◆ Action item:
Write only the number of lines in the data that include the word "correctly".

◆ Supplied records:
[Start of Attachment]

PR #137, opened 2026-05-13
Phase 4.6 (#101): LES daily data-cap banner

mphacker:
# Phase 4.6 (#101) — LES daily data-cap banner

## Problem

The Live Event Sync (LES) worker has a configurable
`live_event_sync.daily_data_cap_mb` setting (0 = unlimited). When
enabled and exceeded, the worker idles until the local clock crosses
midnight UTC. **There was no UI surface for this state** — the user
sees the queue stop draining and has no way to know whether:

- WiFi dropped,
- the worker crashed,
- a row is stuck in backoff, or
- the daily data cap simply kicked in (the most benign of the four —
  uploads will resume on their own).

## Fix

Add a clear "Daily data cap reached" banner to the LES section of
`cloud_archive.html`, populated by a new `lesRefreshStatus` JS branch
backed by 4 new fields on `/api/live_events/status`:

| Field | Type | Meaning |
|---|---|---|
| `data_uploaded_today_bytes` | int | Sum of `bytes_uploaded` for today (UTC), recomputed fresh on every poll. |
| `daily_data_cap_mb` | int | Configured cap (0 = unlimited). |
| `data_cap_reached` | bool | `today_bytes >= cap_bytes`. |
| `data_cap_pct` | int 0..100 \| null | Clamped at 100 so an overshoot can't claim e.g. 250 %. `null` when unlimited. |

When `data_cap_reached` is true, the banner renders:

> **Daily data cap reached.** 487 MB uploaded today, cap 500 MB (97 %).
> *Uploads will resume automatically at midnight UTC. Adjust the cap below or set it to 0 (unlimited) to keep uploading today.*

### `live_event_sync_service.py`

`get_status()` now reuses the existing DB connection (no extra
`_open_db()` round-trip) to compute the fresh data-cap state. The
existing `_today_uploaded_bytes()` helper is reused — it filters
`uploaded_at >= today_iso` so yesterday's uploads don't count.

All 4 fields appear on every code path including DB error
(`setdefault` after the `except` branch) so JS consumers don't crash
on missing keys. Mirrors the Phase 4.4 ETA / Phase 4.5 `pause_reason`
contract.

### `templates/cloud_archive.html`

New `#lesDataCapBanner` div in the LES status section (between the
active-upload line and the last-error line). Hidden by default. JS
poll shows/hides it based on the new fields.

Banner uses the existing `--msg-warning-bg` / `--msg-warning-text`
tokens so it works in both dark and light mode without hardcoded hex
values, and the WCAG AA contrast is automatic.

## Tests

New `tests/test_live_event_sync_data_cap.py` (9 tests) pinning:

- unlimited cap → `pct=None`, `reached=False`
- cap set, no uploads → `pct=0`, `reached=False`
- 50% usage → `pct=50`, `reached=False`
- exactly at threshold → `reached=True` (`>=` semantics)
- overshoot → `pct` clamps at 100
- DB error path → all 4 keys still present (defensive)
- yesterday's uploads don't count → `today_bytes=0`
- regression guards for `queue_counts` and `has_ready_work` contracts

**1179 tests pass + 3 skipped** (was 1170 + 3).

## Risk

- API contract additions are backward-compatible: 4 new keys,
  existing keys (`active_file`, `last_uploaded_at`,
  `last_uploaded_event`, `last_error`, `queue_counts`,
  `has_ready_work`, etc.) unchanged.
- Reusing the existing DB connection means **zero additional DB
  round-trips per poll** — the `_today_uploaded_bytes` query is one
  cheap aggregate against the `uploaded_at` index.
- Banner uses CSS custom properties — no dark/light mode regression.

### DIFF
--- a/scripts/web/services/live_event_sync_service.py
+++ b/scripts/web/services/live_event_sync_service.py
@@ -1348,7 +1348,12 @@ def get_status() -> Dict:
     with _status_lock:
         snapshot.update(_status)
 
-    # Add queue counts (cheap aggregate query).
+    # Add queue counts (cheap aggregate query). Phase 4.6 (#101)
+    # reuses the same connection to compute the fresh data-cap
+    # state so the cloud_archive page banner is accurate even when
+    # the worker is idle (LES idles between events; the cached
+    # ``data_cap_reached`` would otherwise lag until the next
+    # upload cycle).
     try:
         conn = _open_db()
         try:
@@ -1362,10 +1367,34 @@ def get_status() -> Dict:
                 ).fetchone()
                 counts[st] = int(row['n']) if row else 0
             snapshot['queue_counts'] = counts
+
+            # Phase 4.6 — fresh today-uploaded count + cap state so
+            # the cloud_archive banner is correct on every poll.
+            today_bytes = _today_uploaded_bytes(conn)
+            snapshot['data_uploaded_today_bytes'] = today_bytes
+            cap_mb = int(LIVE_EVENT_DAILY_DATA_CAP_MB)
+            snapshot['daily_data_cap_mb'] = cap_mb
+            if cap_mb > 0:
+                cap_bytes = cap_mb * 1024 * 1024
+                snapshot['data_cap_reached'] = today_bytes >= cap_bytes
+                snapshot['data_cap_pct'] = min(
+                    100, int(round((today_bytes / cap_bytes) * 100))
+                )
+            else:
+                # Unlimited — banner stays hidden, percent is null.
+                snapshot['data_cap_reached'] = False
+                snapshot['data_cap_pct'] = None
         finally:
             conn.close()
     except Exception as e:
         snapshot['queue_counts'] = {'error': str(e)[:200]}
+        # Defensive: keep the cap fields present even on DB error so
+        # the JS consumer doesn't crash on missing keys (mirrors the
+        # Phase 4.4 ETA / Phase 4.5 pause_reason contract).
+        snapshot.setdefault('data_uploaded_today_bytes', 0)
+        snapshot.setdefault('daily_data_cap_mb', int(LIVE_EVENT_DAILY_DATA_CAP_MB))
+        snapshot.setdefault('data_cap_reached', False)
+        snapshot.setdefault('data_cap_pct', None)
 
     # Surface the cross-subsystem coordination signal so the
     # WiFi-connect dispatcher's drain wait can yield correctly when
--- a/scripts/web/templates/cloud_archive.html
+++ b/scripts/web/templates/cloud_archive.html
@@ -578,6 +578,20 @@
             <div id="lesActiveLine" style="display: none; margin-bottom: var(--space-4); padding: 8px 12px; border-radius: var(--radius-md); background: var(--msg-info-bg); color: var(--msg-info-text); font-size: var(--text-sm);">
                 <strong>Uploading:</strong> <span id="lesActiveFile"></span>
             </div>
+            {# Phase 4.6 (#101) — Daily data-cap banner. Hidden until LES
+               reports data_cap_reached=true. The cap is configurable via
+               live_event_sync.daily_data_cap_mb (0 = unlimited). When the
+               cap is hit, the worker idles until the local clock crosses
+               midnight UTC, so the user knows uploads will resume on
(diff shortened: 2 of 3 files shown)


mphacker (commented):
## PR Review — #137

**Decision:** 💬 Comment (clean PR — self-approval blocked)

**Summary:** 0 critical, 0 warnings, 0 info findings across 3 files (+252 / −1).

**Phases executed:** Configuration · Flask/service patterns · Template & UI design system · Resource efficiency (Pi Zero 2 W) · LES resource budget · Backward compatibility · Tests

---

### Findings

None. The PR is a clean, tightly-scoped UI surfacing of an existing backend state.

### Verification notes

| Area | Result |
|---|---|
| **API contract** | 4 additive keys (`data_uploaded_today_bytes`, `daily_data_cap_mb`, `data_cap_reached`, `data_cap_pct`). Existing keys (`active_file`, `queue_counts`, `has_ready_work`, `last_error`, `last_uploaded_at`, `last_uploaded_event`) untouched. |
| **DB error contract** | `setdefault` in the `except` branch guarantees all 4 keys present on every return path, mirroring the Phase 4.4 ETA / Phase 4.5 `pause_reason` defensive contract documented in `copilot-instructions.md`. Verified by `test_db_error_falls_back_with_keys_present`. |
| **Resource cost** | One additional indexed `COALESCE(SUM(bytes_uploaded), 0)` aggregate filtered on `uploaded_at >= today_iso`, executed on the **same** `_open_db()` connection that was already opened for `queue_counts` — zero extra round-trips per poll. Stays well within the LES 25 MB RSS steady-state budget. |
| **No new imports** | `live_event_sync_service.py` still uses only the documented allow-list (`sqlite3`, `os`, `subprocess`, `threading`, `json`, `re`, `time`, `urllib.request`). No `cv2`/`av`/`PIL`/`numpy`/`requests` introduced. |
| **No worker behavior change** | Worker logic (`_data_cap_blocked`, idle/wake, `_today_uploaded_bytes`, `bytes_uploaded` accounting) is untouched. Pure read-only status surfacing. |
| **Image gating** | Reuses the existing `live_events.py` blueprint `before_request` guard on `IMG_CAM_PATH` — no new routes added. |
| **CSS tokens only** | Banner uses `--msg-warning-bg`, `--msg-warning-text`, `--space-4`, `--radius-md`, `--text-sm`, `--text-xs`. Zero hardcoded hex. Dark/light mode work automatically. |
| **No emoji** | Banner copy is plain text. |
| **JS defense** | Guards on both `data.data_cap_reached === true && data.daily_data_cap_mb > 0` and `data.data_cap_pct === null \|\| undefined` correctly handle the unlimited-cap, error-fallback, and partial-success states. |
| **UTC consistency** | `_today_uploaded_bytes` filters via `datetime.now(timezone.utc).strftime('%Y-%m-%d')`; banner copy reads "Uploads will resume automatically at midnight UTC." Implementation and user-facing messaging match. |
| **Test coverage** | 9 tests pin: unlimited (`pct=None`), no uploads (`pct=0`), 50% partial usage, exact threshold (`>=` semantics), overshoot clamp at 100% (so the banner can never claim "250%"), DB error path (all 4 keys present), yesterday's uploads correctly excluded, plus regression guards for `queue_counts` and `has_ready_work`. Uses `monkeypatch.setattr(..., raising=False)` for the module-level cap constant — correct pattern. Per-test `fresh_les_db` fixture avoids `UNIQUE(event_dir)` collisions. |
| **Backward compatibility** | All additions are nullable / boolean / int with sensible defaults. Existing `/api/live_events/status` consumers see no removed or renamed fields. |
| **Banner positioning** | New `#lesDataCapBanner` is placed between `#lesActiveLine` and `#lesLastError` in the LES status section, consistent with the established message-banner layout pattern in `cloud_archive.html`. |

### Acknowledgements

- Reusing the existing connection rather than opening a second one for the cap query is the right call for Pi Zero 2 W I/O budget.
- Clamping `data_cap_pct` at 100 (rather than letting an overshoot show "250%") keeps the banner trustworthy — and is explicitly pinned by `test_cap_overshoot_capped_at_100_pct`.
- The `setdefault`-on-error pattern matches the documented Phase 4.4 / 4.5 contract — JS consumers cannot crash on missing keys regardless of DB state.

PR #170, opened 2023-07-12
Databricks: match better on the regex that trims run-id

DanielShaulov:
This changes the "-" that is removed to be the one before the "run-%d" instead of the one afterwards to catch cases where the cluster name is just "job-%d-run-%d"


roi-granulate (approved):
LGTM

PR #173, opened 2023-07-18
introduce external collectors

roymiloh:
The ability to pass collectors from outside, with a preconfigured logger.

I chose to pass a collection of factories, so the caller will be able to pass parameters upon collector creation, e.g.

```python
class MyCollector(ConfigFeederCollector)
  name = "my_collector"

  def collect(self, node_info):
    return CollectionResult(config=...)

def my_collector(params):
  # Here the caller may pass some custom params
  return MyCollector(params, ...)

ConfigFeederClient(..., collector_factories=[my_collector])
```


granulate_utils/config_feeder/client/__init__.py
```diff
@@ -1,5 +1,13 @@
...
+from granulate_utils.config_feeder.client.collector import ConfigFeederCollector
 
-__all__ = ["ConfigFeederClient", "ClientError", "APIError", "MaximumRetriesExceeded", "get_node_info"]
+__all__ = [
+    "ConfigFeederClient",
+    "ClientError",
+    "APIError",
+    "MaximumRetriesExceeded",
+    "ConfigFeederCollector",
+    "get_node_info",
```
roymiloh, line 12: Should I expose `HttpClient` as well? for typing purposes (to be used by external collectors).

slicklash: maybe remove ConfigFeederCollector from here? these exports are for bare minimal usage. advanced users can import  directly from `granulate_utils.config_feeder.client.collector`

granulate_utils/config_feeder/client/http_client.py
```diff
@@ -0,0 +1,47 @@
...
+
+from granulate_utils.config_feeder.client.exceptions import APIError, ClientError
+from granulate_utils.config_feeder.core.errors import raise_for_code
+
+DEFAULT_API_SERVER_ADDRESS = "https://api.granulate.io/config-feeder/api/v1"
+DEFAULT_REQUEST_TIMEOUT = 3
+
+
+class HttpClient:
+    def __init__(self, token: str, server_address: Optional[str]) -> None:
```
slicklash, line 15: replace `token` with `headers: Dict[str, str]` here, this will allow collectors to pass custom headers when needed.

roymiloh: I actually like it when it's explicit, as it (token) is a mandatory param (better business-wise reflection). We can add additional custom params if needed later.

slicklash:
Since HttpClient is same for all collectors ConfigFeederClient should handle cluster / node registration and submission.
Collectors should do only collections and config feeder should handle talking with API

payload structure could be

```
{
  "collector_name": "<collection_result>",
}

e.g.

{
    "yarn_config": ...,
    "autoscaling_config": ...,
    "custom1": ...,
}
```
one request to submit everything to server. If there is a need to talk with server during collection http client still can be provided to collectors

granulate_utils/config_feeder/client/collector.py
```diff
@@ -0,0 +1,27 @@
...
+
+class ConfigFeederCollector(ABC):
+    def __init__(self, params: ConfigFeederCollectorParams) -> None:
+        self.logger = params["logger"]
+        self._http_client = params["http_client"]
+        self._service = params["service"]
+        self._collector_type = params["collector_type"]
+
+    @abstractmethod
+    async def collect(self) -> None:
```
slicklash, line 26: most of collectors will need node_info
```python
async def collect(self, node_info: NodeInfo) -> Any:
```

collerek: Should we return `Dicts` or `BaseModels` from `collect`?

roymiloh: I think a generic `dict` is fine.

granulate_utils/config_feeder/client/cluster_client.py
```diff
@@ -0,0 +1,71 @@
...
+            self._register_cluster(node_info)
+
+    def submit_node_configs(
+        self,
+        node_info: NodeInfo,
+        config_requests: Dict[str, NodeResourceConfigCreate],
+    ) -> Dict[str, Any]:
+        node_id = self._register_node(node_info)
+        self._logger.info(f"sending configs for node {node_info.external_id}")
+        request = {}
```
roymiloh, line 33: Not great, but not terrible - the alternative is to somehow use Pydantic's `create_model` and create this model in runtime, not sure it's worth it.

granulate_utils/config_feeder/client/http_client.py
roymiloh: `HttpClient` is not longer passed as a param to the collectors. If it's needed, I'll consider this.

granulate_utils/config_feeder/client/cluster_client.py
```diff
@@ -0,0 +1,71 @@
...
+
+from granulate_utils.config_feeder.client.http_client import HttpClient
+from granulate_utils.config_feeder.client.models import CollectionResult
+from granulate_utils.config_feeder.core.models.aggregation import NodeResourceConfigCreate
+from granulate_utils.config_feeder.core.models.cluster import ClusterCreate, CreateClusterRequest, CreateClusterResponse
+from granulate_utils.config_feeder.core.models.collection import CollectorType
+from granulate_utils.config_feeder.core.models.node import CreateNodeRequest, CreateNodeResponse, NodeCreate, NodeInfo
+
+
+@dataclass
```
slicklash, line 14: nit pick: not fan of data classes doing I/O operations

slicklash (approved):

[End of Attachment]

◆ Response:
3